O destino da galinha
* Por Ruth Barros
Uma das melhores amigas de Anabel
resolveu criar galinhas no sítio no qual passa fim de semana com o marido e as
duas filhas. No princípio tudo foram flores, ou melhor, ovinho fresco caipira
mexido, gema quase vermelha – quem conhece um ovo de galinha de verdade sabe do
que estou falando - , galinhas e pintinhos pras meninas se enturmarem com a
natureza e os animais, show de bola.
Os problemas vieram devagar e
sempre. Começaram pela grana extra que teve de ser dada para a mãe da caseira –
a caseira em si alegou excesso de trabalho com o sítio – pra que ela fosse
alimentar as galinhas, recolher os ovos, esse tipo de coisa. Como a mãe da
caseira também cria galinhas, nada mais justo que a dona da casa fornecesse
ração para todas elas, sem distinção de classe social, galinhas da proprietária
ou galinhas da serviçal.
Parece que a justiça se encerrava
aí. A justiça divina, aquela que cuida dos animais, não era tão justa assim com
os de minha amiga – as galinhas dela nunca punham ovos, morriam, era uma
sucessão de desgraças galináceas nunca vista que a mãe da caseira tentava
explicar sem muito sucesso, já que as galinhas dela iam de vento em popa. O
próximo passo foi uma roubação desenfreada que galos e galinhas que reduziu o
outrora florescente galinheiro a uma única salva da enchente.
Foi aí que a porca torceu o rabo,
com o perdão de excessos animalescos em uma única crônica da auto-intitulada
perua. Acostumada a viver em animada sociedade com seus iguais, a remanescente
entrou em profunda depressão, jogada em um mundo no qual ela se tornou o único
representante de sua raça. Não estou insinuando que galinha seja bicho fadado à
extinção, muito pelo contrário, mas o problema ficou sério.

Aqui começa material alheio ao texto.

PR #68, opened 2025-01-12
fix: CI failing on client tests

StarDylan:
## Bug

The CI was failing on main due to jest not being set up to mock the DOM / canvas.

## Changes:
[fix(tests): move mocks into beforeEach](https://github.com/sloalchemist/potions/commit/6a0748dc56e89be288e7cc2f2688307bb14f657e)

- There was an issue "TypeError: Cannot read properties of undefined (reading 'Container')" when setting up the mocks outside of the beforeEach.

[chore(client): switch jest to jsdom environment](https://github.com/sloalchemist/potions/commit/11b6a0058e417d25d7b55e7c0b149e5ebe7375c5)
- Some tests require mocking the canvas, which requires test to run in the jsdom environment. This was set as the default for all tests in client

### DIFF
--- a/packages/client/jest.config.mjs
+++ b/packages/client/jest.config.mjs
@@ -1,10 +1,11 @@
 export default {
   preset: 'ts-jest',
-  testEnvironment: 'node',
+  testEnvironment: 'jsdom',
   moduleFileExtensions: ['ts', 'js'],
   transform: {
     '^.+\\.ts$': 'ts-jest',
   },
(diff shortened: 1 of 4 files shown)


jackalnom (approved):
This is fine for now, I think this is a symptom of some of the client code not being properly abstracted though. Ideally, you'd break out anything unit testable so it doesn't rely on anything phaser or browser related.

O caminho natural, matar, depenar
e comer o bicho, tornou-se uma espécie de heresia – as filhinhas de minha
amiga, apiedadas, não consentem e a sobrevivente já tinha dado mostras de
bravura suficiente para escapar desse triste e banal destino de suas irmãs. O
que fazer? Haverá algum destino mais glamouroso? As galinhas têm tido destaque
no cinema (Cidade de Deus, quem não lembra do princípio, um frango condenado à
grelha escapar do espeto do churrasco correndo que nem louco pelas ruas da
favela?) e na TV, com os novos reality shows que implicam em matar a própria
galinha para sobreviver.
Mas minha amiga, politicamente
correta, não quer engordar o sistema fazendo doações desse tipo. E depois ela
acredita que há exploração do sofrimento dos animais nessas produções e, se tem
dó de dar à galinha um fim corriqueiro, também não quer enviá-la para uma morte
a ser saboreada pela plebe rude em frente às câmaras. A galinha continua viva e
deprimida, à espera de uma decisão.
Anabel Serranegra acha que o
destino das galinhas é incerto mesmo
* Maria Ruth de Moraes e Barros, formada em
Jornalismo pela UFMG, começou carreira em Paris, em 1983, como correspondente
do Estado de Minas, enquanto estudava Literatura Francesa. De volta ao Brasil
trabalhou em São Paulo na Folha, no Estado, TV Globo, TV Bandeirantes e Jornal
da Tarde. Foi assessora de imprensa do Teatro Municipal e autora da coluna
Diário da Perua, publicada pelo Estado de Minas e pela revista Flash, com o
pseudônimo de Anabel Serranegra.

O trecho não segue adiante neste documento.